For the moment, however, what Marce really wanted to do was understand them.
Captain Laure had balked at Marce’s request to be sent over without security, and didn’t want to risk a full crew of scientists. In the end Marce, Ells, Seve and PFC Lyton put on their suits, took a shuttle and waited by an airlock while one of the Dalasyslans manually cranked it open for them. The Dalasyslan was wearing an ill-fitting suit that looked ancient and patched, because it was both of these things.

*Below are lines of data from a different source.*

PR #686, opened 2023-03-01
Further limit allowed characters in file path

daniel-beck:
Amends #364 and https://github.com/jenkins-infra/update-center2/pull/673.

This filters out paths that include a bunch of characters that indicate something has gone wrong during the Maven release process. While there are already several characters (notably unprintable ASCII, originally motivating this filter) being filtered, this adds more, based on what is actually used: Keep basic ASCII letters, digits, `_+.-`, as well as `/` since we're looking at paths at this point.

Compared to the current filter, this doesn't remove anything that is being distributed at the moment.

Also fix the message, it hasn't been correct in a long time, most of the stuff filtered is due to `%` from percent-encoded characters.

### DIFF
--- a/src/main/java/io/jenkins/update_center/ArtifactoryRepositoryImpl.java
+++ b/src/main/java/io/jenkins/update_center/ArtifactoryRepositoryImpl.java
@@ -79,7 +79,12 @@ public class ArtifactoryRepositoryImpl extends BaseMavenRepository {
     }
 
     private static boolean containsIllegalChars(String test) {
-        return !test.chars().allMatch(c -> c >= 0x2B && c < 0x7B);
+        return !test.chars().allMatch(c ->
+                c >= 0x30 && c <= 0x39 // allow digits 0-9
+                || c >= 0x41 && c <= 0x5A // allows letter A-Z
+                || c >= 0x61 && c <= 0x7A // allows letter a-z
+                || c == 0x2B || c >= 0x2D && c <= 0x2F || c == 0x5F // allows: +-./_
+        );
     }
 
     private static ArtifactCoordinates toGav(JsonFile f) {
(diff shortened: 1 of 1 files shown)


src/main/java/io/jenkins/update_center/ArtifactoryRepositoryImpl.java
```diff
@@ -79,15 +79,20 @@ protected Set<ArtifactCoordinates> listAllJenkinsWars(String groupId) throws IOE
     }
 
     private static boolean containsIllegalChars(String test) {
-        return !test.chars().allMatch(c -> c >= 0x2B && c < 0x7B);
+        return !test.chars().allMatch(c ->
+                c >= 0x30 && c <= 0x39 // allow digits 0-9
+                || c >= 0x41 && c <= 0x5A // allows letter A-Z
+                || c >= 0x61 && c <= 0x7A // allows letter a-z
+                || c == 0x2B || c >= 0x2D && c <= 0x2F || c == 0x5F // allows: +-./_
```
zbynek, line 86: Looks good, but why do you use hex codes?
```suggestion
        return !test.chars().allMatch(c ->
                c >= '0' && c <= '9'
                || c >= 'A' && c <= 'Z'
                || c >= 'a' && c <= 'z'
                || c == '+' || c == '-' || c <= '.' || c == '/' || c == '_'
```

zbynek (approved):

src/main/java/io/jenkins/update_center/ArtifactoryRepositoryImpl.java
daniel-beck: This went through a few iterations, and started by having range boundaries that made no sense as characters (e.g. `+` through `9` or `_` through `z`), and I didn't adapt the representation when I went with more easily consumable ranges.

NotMyFault (approved):

PR #1172, opened 2022-10-15
Add some diagnostic code for signature help

davidanthoff:
Trying to get to the bottom of a crash report with this.


davidanthoff:
@pfitzseb I'm going to merge now because I want to get an insider build out, but would be great if you would review after the fact.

When the four of them were in, the Dalasyslan cranked the airlock shut again and waited as air flooded back in. Then it cranked the inner door open, shed its suit and left it by the airlock. The Dalasyslan was mostly naked, of indeterminate sex, and appeared to wait for the crew from the Bransid to shuck their suits as well. When they did not, the Dalasyslan did what looked like a suit yourself shrug, kicked off in the microgravity and waved the four of them along to follow. They did, clomping along with their magnetized feet on the deck.
The interior of the ship was falling apart, or it looked great for an at least eight-hundred-year-old ship, take your pick. Marce noted how every part of it was cobbled together and jury-rigged. It was a Frankenstein monster of a ship, clearly refurbished with bits and pieces of other ships and habitats. The citizens of the ship were scavengers, as well they would have to be to survive as long as they had.
The crew from the Bransid were taken to what appeared to be a mess hall, or would have been a mess hall if the ship had been anything approaching a normal ship. Inside were several dozen other Dalasyslans, each looking not dissimilar from the one that had led them in.
They were human, but of a sort of human that Marce had never seen before. They were creatures of space and of spaceships in a way that no other member of the Interdependency was. Billions of Interdependency citizens lived in space, of course. But they lived in habitats with full gravity and full atmosphere and all the essentials and most of the luxuries. They lived in space. They weren’t of space, like these Dalasyslans now were.
This is what our future is, Marce thought, and hoped the involuntary shudder that went across his body was not visible outside of his suit.
The Dalasyslan who had escorted them into the room maneuvered over to a group of its compatriots, and another unfurled, oriented itself to Marce’s team, and began to speak. Marce couldn’t understand a single thing it was saying.
“Jill?” Marce said, to his linguist, after the Dalasyslan had stopped speaking.
“It’s Interdependency Standard,” Seve said. “Or was. There’s some sort of vowel shift going on.”
“Can you understand it?”
“Sort of.” Seve stepped forward to the standing Dalasyslan, and pointed to herself. “Human.” She pointed to Marce. “Human.” She did the same with Ells and Seve.
The Dalasyslan caught on easily enough and said a word that might have been “human” if someone had recorded the word, run it backward through a recording device, said that resulting word, reversed that, said that and then repeated the process a couple dozen times. Seve did the word game several more times with different objects in the room, getting the Dalasyslan version of it. Then she said something to the Dalasyslan in something that sounded, to Marce’s ears, like nothing resembling language.
The Dalasyslan nodded and waited.
“Wait, what did you just say?” Marce asked.
“I think I said, ‘Speak slow, your words are hard for us,’” Seve said. “I guess we’ll find out.”